The issue is further complicated in the case at bar by the fact that the trial counsel and the challenged member stand in the relationship of legal advisor and advisee that continued before, during and after trial. We recognize that the term “attorney-client relationship” is inapplicable here as that common law description excludes the type of association between a convening authority and his staff judge advocate. In the closest civilian analogue, we note that some jurisdictions have proscribed an attorney-client relationship in the statutory grounds of exclusion. See State v. McGraw, 6 Idaho 635, 59 P. 178 (1899). Others have noted that the relationship may be sufficient grounds for challenge if bias is shown. See Klinck v. State, 203 Ind. 647, 179 N.E. 549 (1932).
Although we determine that the association of the trial counsel and the challenged member is not a per se ground for *776challenge, we do not encourage the relationship as appropriate for a member and a counsel. The existence of such a relationship is certain to detract from the integrity of the court-martial and is a situation easily avoidable. We reject the notion, however, that the relationship is per se a ground for challenge absent any further showing. Actual or implied bias must be shown and the burden rests upon the challenging party to show it. Paragraph 62h, MCM. The mere assertion of the challenger is insufficient. United States v. Wright, supra.

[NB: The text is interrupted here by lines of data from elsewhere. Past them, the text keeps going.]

PR #86, opened 2021-08-20
set block height timeout on transactions

piercetrey-figure:
- to prevent transactions from getting stuck in the mempool of a node for whatever reason (usually gas related)
- tested with a positive timeout height of 12 and transactions completed normally, tested with a negative height and transactions were immediately rejected, not sure how to induce a stuck transaction locally

### DIFF
--- a/p8e-api/src/main/kotlin/io/provenance/engine/config/Properties.kt
+++ b/p8e-api/src/main/kotlin/io/provenance/engine/config/Properties.kt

It is the responses of the challenged member which creates a substantial doubt as to the impartiality of the proceedings. The member, who served as president of the court-martial, was unwilling to state that he would not be influenced by his special relationship with the trial counsel and the reliability he placed on counsel’s judgment. Nor would he speculate as to the extent of the possible influence this might have on his judgment. The member’s complete honesty in this regard is to be commended. We may not, however, speculate as to his impartiality in determining an appropriate sentence.* The appropriate remedy is a rehearing on sentence.
We note that the accused exercised his peremptory challenge against another member. Although there is a diversity of opinion as to whether or not the use of the peremptory challenge against another member waives the challenge for cause, we agree that it does not. United States v. Russell, 43 C.M.R. 807 (A.C.M.R.1971). The peremptory challenge is beyond examination for motive; it may be exercised for any reason or for no reason. That it was used is the only prerequisite for our consideration of the denial of the challenge for cause.
The findings of guilty are affirmed. The sentence is set aside and rehearing thereon may be ordered.
Judge DONAHUE concurs.Trial counsel’s novel argument on sentence relies heavily upon the acceptance of his sound judgment. Rather than stress the seriousness of the offenses counsel asserted that appellant’s prior good military record and civilian background demonstrated the need for longer confinement to effect his possible rehabilitation.